19. The cutter head of claim 11, wherein each of the first tip, the
second tip, the third tip, the fourth tip, and the fifth tip are
equally spaced apart from the nearest adjacent tip.
20. The cutter head of claim 19, wherein the angular spacing
between each of the first tip, the second tip, the third tip, the
fourth tip, and the fifth tip is about 36 degrees.
21. The cutter head of claim 11, wherein the drum includes a first
end portion defining the first end, a second end portion defining
the second end, and an intermediate portion positioned between the
first end portion and the second end portion.
22. The cutter head of claim 1, wherein the plurality of cutting
bit assemblies are also secured to the outer surface of the drum
proximate the second end of the drum.
23. The cutter head of claim 2, wherein the first tips of the first
bits and the second tips of the second bits are positioned beyond
the first end of the drum in a direction opposite the second end of
the drum along the drum axis.
24. The cutter head of claim 11, wherein the first, second, third,
fourth, and fifth bits are coupled to the drum proximate the first
end, the cutter head further comprising another first, second,
third, fourth, and fifth bits coupled to the drum proximate the
second end.
25. The cutter head of claim 15, wherein the first tips of the
first bits, the second tips of the second bits, and the fifth tips
of the fifth bits are positioned beyond the first end of the drum
in a direction opposite the second end of the drum along the drum
axis.
26. A cutter head for a mining machine, the cutter head comprising:
a drum including a first end and a second end and defining a drum
axis extending between the first end and the second end, the drum
rotatable about the drum axis, a drum plane extending perpendicular
to the drum axis; a first plurality of cutting bit assemblies
secured to an outer surface of the drum proximate the first end of
the drum, the first plurality of cutting bit assemblies including a
first bit having a first tip and defining a first bit axis, the
first bit axis oriented at a first lean angle relative to the drum
plane; a second bit having a second tip and defining a second bit
axis, the second bit axis oriented at a second lean angle relative
to the drum plane; a third bit having a third tip and defining a
third bit axis, the third bit axis oriented at a third lean angle
relative to the drum plane; a fourth bit having a fourth tip and
defining a fourth bit axis, the fourth bit axis oriented at a
fourth lean angle relative to the drum plane; and a fifth bit
having a fifth tip and defining a fifth bit axis, the fifth bit
axis oriented at the first lean angle relative to the drum plane; a
second plurality of cutting bit assemblies secured to the outer
surface of the drum proximate the second end of the drum, the
second plurality of cutting bit assemblies including a sixth bit
having a sixth tip and defining a sixth bit axis, the sixth bit
axis oriented at a sixth lean angle relative to the drum plane; a
seventh bit having a seventh tip and defining a seventh bit axis,
the seventh bit axis oriented at a seventh lean angle relative to
the drum plane; an eighth bit having an eighth tip and defining an
eighth bit axis, the eighth bit axis oriented at an eighth lean
angle relative to the drum plane; a ninth bit having a ninth tip
and defining a ninth bit axis, the ninth bit axis oriented at a
ninth lean angle relative to the drum plane; and a tenth bit having
a tenth tip and defining a tenth bit axis, the tenth bit axis
oriented at the sixth lean angle relative to the drum plane;
wherein the first and sixth lean angles are between about 65
degrees and about 75 degrees relative to the drum plane, the first
and the sixth lean angles are greater than the second and seventh
lean angles, the second and seventh lean angles are greater than
the third and eighth lean angles, and the third and eighth lean
angles are greater than the fourth and ninth lean angles; and
wherein as the drum rotates about the drum axis, the bits having
the first and sixth lean angles engage the mine surface at least
twice as frequently as a bit having any of the other lean angles.
Description
BACKGROUND
The present invention relates to mining machines.

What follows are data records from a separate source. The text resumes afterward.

PR #76, opened 2023-03-08
MWPW-127667 Update playwright configuration

skumar09:
MWPW-127667 : Update Nala playwright configuration for following requirements

- Parallel run 
    -  Parallel run is enabled but number of workers count parameter was not updated.
    -  Updated workers count = 2  
- Provide path for test-results folder
   - Added the test result path
- Provided path for local -test debug html results
   - Added path for html test results for local env debugging 
   - This doesn't have impact on github action or CI execution
- Updated actionTimeout to 30 sec. ( It was at 0 i.e. 'No limit')


JingleH:
One thing I would suggest is that if we want to change the html output location, we should also add it to .gitignore

playwright.config.js
```diff
@@ -29,15 +30,15 @@ const config = {
   /* Retry on CI only */
   retries: process.env.CI ? 2 : 0,
   /* Opt out of parallel tests on CI. */
-  workers: process.env.CI ? 1 : undefined,
+  workers: process.env.CI ? 2 : undefined,
   /* Reporter to use. See https://playwright.dev/docs/test-reporters */
   reporter: process.env.CI
     ? [['github'], ['./utils/reporters/json-reporter.js'], ['./utils/reporters/api-reporter.js']]
-    : [['list']],
+    : [['html', { outputFolder: 'test-html-results' }]],
```
JackySun9, line 37: can we have both list and html?

skumar09:
> One thing I would suggest is that if we want to change the html output location, we should also add it to .gitignore
@JingleH , good point, i have updated the PR, pls review

JackySun9 (approved):

JingleH (approved):

playwright.config.js
JingleH: seconding this. But I'm also thinking that do people want that generated html by default? It does increases the execution time at the end by quite some lot

playwright.config.js
```diff
@@ -29,11 +30,11 @@ const config = {
   /* Retry on CI only */
   retries: process.env.CI ? 2 : 0,
   /* Opt out of parallel tests on CI. */
-  workers: process.env.CI ? 1 : undefined,
+  workers: process.env.CI ? 2 : undefined,
```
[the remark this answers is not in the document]
amauch-adobe: I'm cool with trying it out and seeing how it fairs over the longterm, as I mentioned I tried it in one PR and kept updating it over the day to see test results.  Longterm might be a good test factor to see if it was just an issue for the time I was doing it.  Let's give it a try, we can always discuss changing it later or something.

.gitignore
```diff
@@ -118,6 +118,7 @@ debug
 reports
 screenshots
 /test-results/
+/test-html-results/
```
amauch-adobe, line 121: This entirely depends on if we decide to always print out the HTML report for local runs, see my comment below.  If we are going to then yes let's add this to .gitignore, otherwise all HTML reports will by default go to the playwright-report/ directory that is already in the .gitignore file.

amauch-adobe (changes requested):
Love the idea of adding parallel executions, see my comments below.

playwright.config.js
```diff
@@ -29,11 +30,11 @@ const config = {
...
   /* Reporter to use. See https://playwright.dev/docs/test-reporters */
   reporter: process.env.CI
     ? [['github'], ['./utils/reporters/json-reporter.js'], ['./utils/reporters/api-reporter.js']]
-    : [['list']],
+    : [['html', { outputFolder: 'test-html-results' }]],
   /* Shared settings for all the projects below. See https://playwright.dev/docs/api/class-testoptions. */
   use: {
     /* Maximum time each action such as `click()` can take. Defaults to 0 (no limit). */
```
amauch-adobe, line 40: I saw in a previous commit that the actionTimeout was updated to 300000 milliseconds, did you revert the change?

playwright.config.js
skumar09: @amauch-adobe  this html report is only in local laptop/machine run, not in git. this will reduce lot of effort in test debug locally.

amauch-adobe (changes requested):

playwright.config.js
skumar09: - yeah , i was thinking failure for FaaS script was due to timeout, but looks their failure was different issue. 
- I will not encourage to have actionTimout set to 0 i.e. no limit.  we should set somewhere between 60 sec to 300 sec.
-

amauch-adobe:
@skumar09 and I had a quick huddle on my comments to the PR and worked through them. All are approved after we decided to add back the actionTimeout to 30 sec.

amauch-adobe (approved):
Approved.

Specifically, the
present invention relates to a configuration of cutting bit
assemblies located on a mining machine.
Conventional continuous mining machines include a cutter head
including multiple cutting bit assemblies operable to cut into a
mining surface. In some embodiments, each cutting bit assembly
includes a bit coupled to a holder block, and the holder block is
affixed to a rotating drum. In some embodiments, the bit may be
received within a sleeve that is in turn secured within the holder
block. The cutting bit assemblies are positioned and oriented on
the cutter head to increase the performance or efficiency of the
continuous mining machine as it cuts material from the mine
face.
SUMMARY
In one aspect, a cutter head for a mining machine includes a drum
having a first end and a second end and defining a drum axis
extending between the first end and the second end. The drum is
rotatable about the drum axis, and a drum plane extends
perpendicular to the drum axis. The cutter head includes a
plurality of cutting bit assemblies secured to an outer surface of
the drum proximate the first end of the drum. Each cutting bit
assembly includes a block and a bit. The block has a bore, and the
bit is positioned at least partially in the bore of the block and
includes a tip configured to engage a mine surface. The bit defines
a bit axis, and the bit axis defines a first lean angle relative to
the drum plane. The plurality of cutting bit assemblies includes a
first series having four first bits. Each of the first bits
includes a first tip and defines a first bit axis oriented at a
first lean angle relative to the drum plane. The first lean angle
is between about 60 degrees and about 75 degrees.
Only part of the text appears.